There are two things the protesters dont seem to get.Tenure,Teachers unions are a very bad thing.They dont see that they themselfs are driving college prices up.

They protest that teachers and college professors need to be paid more.That they should not be judged on merit but on tenure.They protest that unions are a good thing and that They are there to protect the teachers.They fail to see that both tenure and unions some of things they protest for,are the very resons why college cost are soaring and in turn they are paying more each year.Never mind the fact they could get the same degree at another college for half the price yet that is not where daddy or uncle timmy went is it???
 

Pilgrim

Veteran Expediter
Retired Expediter
This social upheaval being created by the late 20 - early 30-something generation shouldn't be any big surprise. After all, a great percentage of them were raised by Baby Boomers who wanted them to have the best of everything without having to wait for it or work for it. These are kids who were treated to a week in Cancun or Aruba for spring break, a chalet in the mountains for the night of their Senior Prom - stretch limo included of course, a new car for their 16th birthday (not just any old car, but a Beemer, Land Rover, etc.). Of course they're outraged when an executive position with six-figure income isn't waiting for them the day they're done with college. And having to pay back those student loans - really :eek: !? And what about health insurance - it costs how much?? Wasn't Obama supposed to give them that?
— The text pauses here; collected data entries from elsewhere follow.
PR #1094, opened 2026-09-15
fix(app): the host reports its tmux session; the reducer never looks it up

### LINKED ISSUE #1077: Reducer shells out to tmux display-message for the own-session rule (D1 precondition)
state.rs around 413 and 576 call tmux::process_detection::host_tmux_session_name(), which reads env TMUX and shells tmux list-panes plus ps into a OnceLock. On a desktop host the reducer then answers with the terminal host's own-session rule, which is wrong rather than merely limited. Fix: the host supplies its own session name (or none) through HostFlags-free state set at init or a report; the reducer never spawns. Test: host_side_effects fence names no process spawn reachable from dispatch. Source: design seam check on #1065; precondition for D1 after #1045.

stevengonsalvez:
Closes #1077.

## Reading of the scope

The issue names two reducer reads of `host_tmux_session_name()` (`request_terminal_observer` and `is_host_tmux_session_selected`); the in-place attach refusal goes through the second. The reducer spawned `tmux list-panes` and `ps` to answer them, and on a desktop host it gave the terminal host's answer. After review:

- The session name is a fact about one host, so it lives in `HostOnlyState.host_tmux_session` beside `in_place_unsupported`. It is never on the wire: a desktop mirror must not draw "own session" for the TUI's pane.
- It is a raw `String`. The value is only ever compared, and `TmuxSessionName::new` refuses dotted names such as `work.main`, which would switch the rule off without a sign.
- The terminal host calls `AppState::set_host_tmux_session` each loop pass before it draws. The lookup caches a hit and paces a miss, so a pass costs nothing, and a transient miss is retried. A host that never calls it leaves `None`.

But these people only make up a segment of the groups that are occupying the streets and parks of NYC, Washington DC, and other places. There are older ones who think that health care and housing are basic rights to be provided by the govt. It's too bad they haven't taken the time to formulate a lists of problems that need to be addressed and then direct their efforts toward the people and institutions who can do something about it. Congress might be a good place to start since specific individuals can be identified as having influence in such areas as energy and finance. Maybe then they could offer some suggestions for corrective action instead of these insipid slogans like "Tax the Rich" and "Capitalism Sux".
 

greg334

Veteran Expediter
I like Mark Steyn but you know our 1950 moment was lost in 1968, not today. He didn't live here when 1968 happened, he wasn't akin to the culture clash of that time, when we were left with a truly divided country.

In 1968, you can the same situation as you have now with social problems, the same type of people are protesting and the same message seems to be presented to the world, nothing has really change.
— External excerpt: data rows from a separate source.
PR #388, opened 2018-11-27
Update docs to use new make configs

hamishwillee:
User guide updates for https://github.com/PX4/Firmware/pull/10875


hamishwillee:
I am self-merging. This does reflect associated changes in Firmware.
Note, I took a tag release just before for v1.8.2 so we can create a versioned user guide before this change if we like.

When Mark and others reach back to the past to say this was our best, they tend to forget what the 70's was like, what the 80s were like and how the 90's shaped our present world. "We would always be so far ahead and so flush with cash that we could do anything and spend anything and we would still be Number One." which isn't all that true, especially given the times in the 50's where jobs were hard to get and in the 70's when people were being laid off and we had runaway inflation.

The problem with college is it is a business and the feds and states both allow them to operate as businesses, not education centers. One mitigating factor involved with high tuition costs is the student loan and the student grants - these two things have unintended impact on tuition, so the solution would be to eliminate them and let competition return back to the system.